Department of Obstetrics and Gynecology, Ohio State University, Columbus, OH.
Am J Obstet Gynecol. 2013 Oct;209(4):365.e1-5. doi: 10.1016/j.ajog.2013.07.032. Epub 2013 Aug 16.
Adherence to published criteria for transvaginal imaging and measurement of cervical length is uncertain. We sought to assess adherence by evaluating images submitted to certify research sonographers for participation in a clinical trial.
We reviewed qualifying test results of sonographers seeking certification to image and measure cervical length in a clinical trial. Participating sonographers were required to access training materials and submit 15 images, 3 each from 5 pregnant women not enrolled in the trial. One of 2 sonologists reviewed all qualifying images. We recorded the proportion of images that did not meet standard criteria (excess compression, landmarks not seen, improper image size, or full maternal bladder) and the proportion in which the cervical length was measured incorrectly. Failure for a given patient was defined as >1 unacceptable image, or >2 acceptable images with incorrect caliper placement or erroneous choice of the "shortest best" cervical length. Certification required satisfactory images and cervical length measurement from ≥4 patients.
A total of 327 sonographers submitted 4905 images. A total of 271 sonographers (83%) were certified on the first, 41 (13%) on the second, and 2 (0.6%) on the third submission. Thirteen never achieved certification. Of 314 who passed, 196 submitted 15 acceptable images that were appropriately measured for all 5 women. There were 1277 deficient images: 493 were acceptable but incorrectly measured images from sonographers who passed certification because mismeasurement occurred no more than twice. Of 784 deficient images submitted by sonographers who failed the certification, 471 were rejected because of improper measurement (caliper placement and/or failure to identify the shortest best image), and 313 because of failure to obtain a satisfactory image (excessive compression, required landmarks not visible, incorrect image size, brief examination, and/or full maternal bladder).

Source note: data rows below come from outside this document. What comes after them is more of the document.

PR #395, opened 2019-03-05
Documentation improvements

rohieb:
Two small editorial changes and then one new section:
- getting started: move udev section into exporter section
- configuration: explain options, images, tools, and example keys
- getting started: give a short introduction into the library

### DIFF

Although 83% of sonographers were certified on their first submission, >1 in 4 ultrasound images submitted did not meet published quality criteria. Increased attention to standardized education and credentials is warranted for persons who perform ultrasound examinations of the cervix in pregnancy.
阴道超声成像和宫颈长度测量的发表标准的遵循情况尚不确定。我们试图通过评估提交的图像来评估研究超声医师的遵循情况,这些图像用于参加临床试验的认证。
我们回顾了寻求认证以在临床试验中进行宫颈成像和测量的超声医师的合格测试结果。参加超声医师需要访问培训材料并提交 15 张图像,每张图像来自 5 名未参加试验的孕妇。2 位超声科医生中的 1 位审核了所有合格图像。我们记录了不符合标准标准(过度压缩、未见到标志、图像尺寸不当或完整的母体膀胱)的图像比例,以及宫颈长度测量不正确的图像比例。对于给定的患者,定义为> 1 个不可接受的图像,或> 2 个可接受的图像,但卡尺放置不正确或错误选择“最短最佳”宫颈长度。认证需要从≥ 4 名患者获得满意的图像和宫颈长度测量。
共有 327 名超声医师提交了 4905 张图像。共有 271 名超声医师(83%)在第一次提交时获得认证,41 名(13%)在第二次提交时获得认证,2 名(0.6%)在第三次提交时获得认证。有 13 名从未获得认证。在通过认证的 314 名中,有 196 名提交了 15 张可接受的图像,这些图像适用于所有 5 名女性。共有 1277 张图像存在缺陷:493 张是可接受的,但测量不正确的图像来自通过认证的超声医师,因为测量错误不超过两次。在未能通过认证的 784 张图像中,有 471 张因测量不当(卡尺放置和/或未能识别最短最佳图像)而被拒绝,313 张因未能获得满意的图像(过度压缩、需要的标志不可见、图像尺寸不正确、检查时间短和/或完整的母体膀胱)而被拒绝。
尽管 83%的超声医师在第一次提交时获得了认证,但提交的超过 1/4 的超声图像不符合已发表的质量标准。对于在妊娠期间进行宫颈超声检查的人员,需要更加关注标准化教育和证书。